-- DATA EXCERPTS --
PR #519, opened 2022-06-09
User configurable node template

### LINKED ISSUE #501: Azure: Expected Capacity of machine should be able to be passed down to worker resource

/area autoscaling
/area usability
/kind enhancement
/kind api-change
/kind discussion

In a similar way to the already existing way to specify true machine capacity for AWS, we would like to have similar capability for Azure as well.
See: 
[(https://github.com/gardener/gardener/issues/4948)]
As well as:
[(https://github.com/gardener/gardener-extension-provider-aws/pull/461#issue-1078310771)]

**Why is this needed**:
In certain cases, for example when using vSMP MemoryONE virtualization technology, the actual resources/capacity of a machine, can be different than the ones originally reported by the hyper-scaler.
Hence, we would like to enable machine resource information to be passed down from cloudprofile to worker resource, and finally to machineclass. 
As the functionality already exists and works well on AWS, with our expansion to Azure, we would ask to provide Azure support for it as well.

himanshu-kun:

/area usability
/area robustness
/kind enhancement
/kind api-change
/platform azure

This PR makes node template user configurable. Users could provide their nodeTemplates under `spec.provider.worker.providerConfig` in shoot.yaml
Fixes #501 

- earlier providerConfig was unused for Azure , but now its used, so just like other extensions for aws and azure, type `workerConfig` is introduced.
**Release note**:

```user feature
Node template can now be configured from shoot spec under the path `spec.provider.worker.providerConfig` . Please refer the workerConfig section under docs `usage-as-end-user` for details
```


pkg/apis/azure/validation/worker.go
```diff
@@ -0,0 +1,65 @@
...
+	return allErrs
+}
+
+func validateNodeTemplate(nodeTemplate *extensionsv1alpha1.NodeTemplate, fldPath *field.Path) field.ErrorList {
+	allErrs := field.ErrorList{}
+
+	if nodeTemplate == nil {
+		return nil
+	}
+	for _, capacityAttribute := range []corev1.ResourceName{"cpu", "gpu", "memory"} {
```
kon-angelo, line 45: why not use `corev1.ResourceCPU` etc for the resources instead ?

pkg/azure/client/mock/gomock_reflect_1503253645/prog.go
```diff
@@ -0,0 +1,72 @@
+package main
```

-- ASSIGNED TASK --
Reproduce the preceding records exactly and completely.

-- TASK RESPONSE --
PR #519, opened 2022-06-09
User configurable node template

### LINKED ISSUE #501: Azure: Expected Capacity of machine should be able to be passed down to worker resource

/area autoscaling
/area usability
/kind enhancement
/kind api-change
/kind discussion

In a similar way to the already existing way to specify true machine capacity for AWS, we would like to have similar capability for Azure as well.
See: 
[(https://github.com/gardener/gardener/issues/4948)]
As well as:
[(https://github.com/gardener/gardener-extension-provider-aws/pull/461#issue-1078310771)]

**Why is this needed**:
In certain cases, for example when using vSMP MemoryONE virtualization technology, the actual resources/capacity of a machine, can be different than the ones originally reported by the hyper-scaler.
Hence, we would like to enable machine resource information to be passed down from cloudprofile to worker resource, and finally to machineclass. 
As the functionality already exists and works well on AWS, with our expansion to Azure, we would ask to provide Azure support for it as well.

himanshu-kun:

/area usability
/area robustness
/kind enhancement
/kind api-change
/platform azure

This PR makes node template user configurable. Users could provide their nodeTemplates under `spec.provider.worker.providerConfig` in shoot.yaml
Fixes #501 

- earlier providerConfig was unused for Azure , but now its used, so just like other extensions for aws and azure, type `workerConfig` is introduced.
**Release note**:

```user feature
Node template can now be configured from shoot spec under the path `spec.provider.worker.providerConfig` . Please refer the workerConfig section under docs `usage-as-end-user` for details
```


pkg/apis/azure/validation/worker.go
```diff
@@ -0,0 +1,65 @@
...
+	return allErrs
+}
+
+func validateNodeTemplate(nodeTemplate *extensionsv1alpha1.NodeTemplate, fldPath *field.Path) field.ErrorList {
+	allErrs := field.ErrorList{}
+
+	if nodeTemplate == nil {
+		return nil
+	}
+	for _, capacityAttribute := range []corev1.ResourceName{"cpu", "gpu", "memory"} {
```
kon-angelo, line 45: why not use `corev1.ResourceCPU` etc for the resources instead ?

pkg/azure/client/mock/gomock_reflect_1503253645/prog.go
```diff
@@ -0,0 +1,72 @@
+package main
```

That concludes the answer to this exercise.